State 4-H Horse Show: Advance access to show patterns creates positive experiences Back »

The South Dakota State 4-H Horse show is an opportunity for youth to demonstrate new and improved horsemanship skills. Despite the fact that the event is designed to be youth-oriented and that it involves horses, horse shows can, at times, provide a source of stress for contestants. One possible cause for stress is that youth need to learn horse show patterns; historically, these patterns were often posted within hours of the start of the show.

Accessing Patterns in Advance

Over the past several years, there has been a shift in the horse show industry with patterns being posted online in advance of the horse show. In 2012, patterns for the South Dakota State 4-H Horse Show were posted in advance of the show on HorseShowPatterns.com. An online survey was made available to youth and adults who participate in, or were connected with the show about their thoughts on accessing the patterns.

Youth and adult survey respondents reported a minimization of negative feelings such as stress and anxiety, and an increase in positive indicators for youth such as the ability to perform and to have fun at the show. Youth indicated that advanced access to patterns enabled them to perform better, and affected their ability to learn the patterns and ability to show. In summary, 98% of youth and 95% of adults who responded to the survey preferred early access to horse show patterns.

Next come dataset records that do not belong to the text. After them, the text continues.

Issue #605, opened 2016-10-14
should Bonobo have a Captcha on the login page


68681395:
in my cases , i offen deploy bonobo to public to internet, so , it will received a lot of attacks. so I think captcha is helpfull to some body like me.

68681395:
i am add the smart captcha function in my fork, and if you dont like this function , you can disable this captcha function in Global Setting page.

PR #606, opened 2016-10-20
Add a smart captcha when logon

68681395:
#605 completed the smart captcha funtion

if you didn't need it, you can diable it on Global Seting Page.


willdean:
This doesn't build at the moment because of this error:

MvcCaptcha\DefaultSmartCaptcha.cs(15,49): error CS0103: The name 'nameof' does not exist in the current context 

(i.e. we're not using VS2015 in the build, so you can't use nameof)

holiiveira:
Congratulations to those involved, this functionality is interesting. Is there any possibility of this feature being available also in removing a repository?

68681395:
@holiiveira There is absolutely possibility be available in removing a repository.  you only add the captcha input to View(x.cshtml) and add the attribute(ValidateMvcCaptcha) to your action of the controller. Then it can work well.

68681395:
I had fixed code, remove the 'nameof' to adapt IDE below vs2015. please help to review.

68681395:
Unfortunately, I only completed both English and Chinese resource file, and others resources need more contributes to complete it.

larshg:
@68681395 Isn't the majority of the code from https://tsharp.codeplex.com/? - for me it seems like its a entire implementation of a captcha adding to the source of bonobo - which I think is inappropriate to maintain in this project. It should be possible to use a package instead, like http://www.nuget.org/packages/RecaptchaNet/ or maybe googles implementation http://recaptchamvc.apphb.com/ ?

@willdean and @RedX2501  what do you think?

willdean:
I'm not really in favour of any of this - it seems like something that only one person wanted, and I don't think adding a huge amount of extra 3rd-party code is a great idea anyway.  I haven't really reviewed the umpteen commits either, but I got to a big chunk of HTML being assembled with StringBuilder.Append and rather gave up.

Like you, if a captcha is useful, I'd prefer to see a clean implementation that used a library.

I don't think we should add any new functionality unless/until we can get 6.0.0 out properly.

RedX2501:
Hey, sorry for the late reply.

I agree with both of you. We should use a library or a third party service.

larshg:
@68681395 We would like a better implementation of this, before considering it to be merged. Please open a new PR with a proper implementation.

68681395:
well, I will open a new PR when i maybe package the captha function as a individual library.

State 4-H Horse Show Patterns

SDSU Extension has responded to survey feedback by offering horse show patterns in advance of the SD State 4-H Horse Show each year since 2012. This year’s show patterns can be found in the 2016 State 4-H Horse Show Contestant Packet. You can download the packet, along with other pertinent show information at the State 4-H Horse Show page on iGrow. Best wishes for a fun and educational show season!


Reference: Bott RC, Schurring AA, Denniston DJ. Posting horse show patterns before youth shows creates positive experience for youth and adults. NACTA Journal. 59(2):130-3.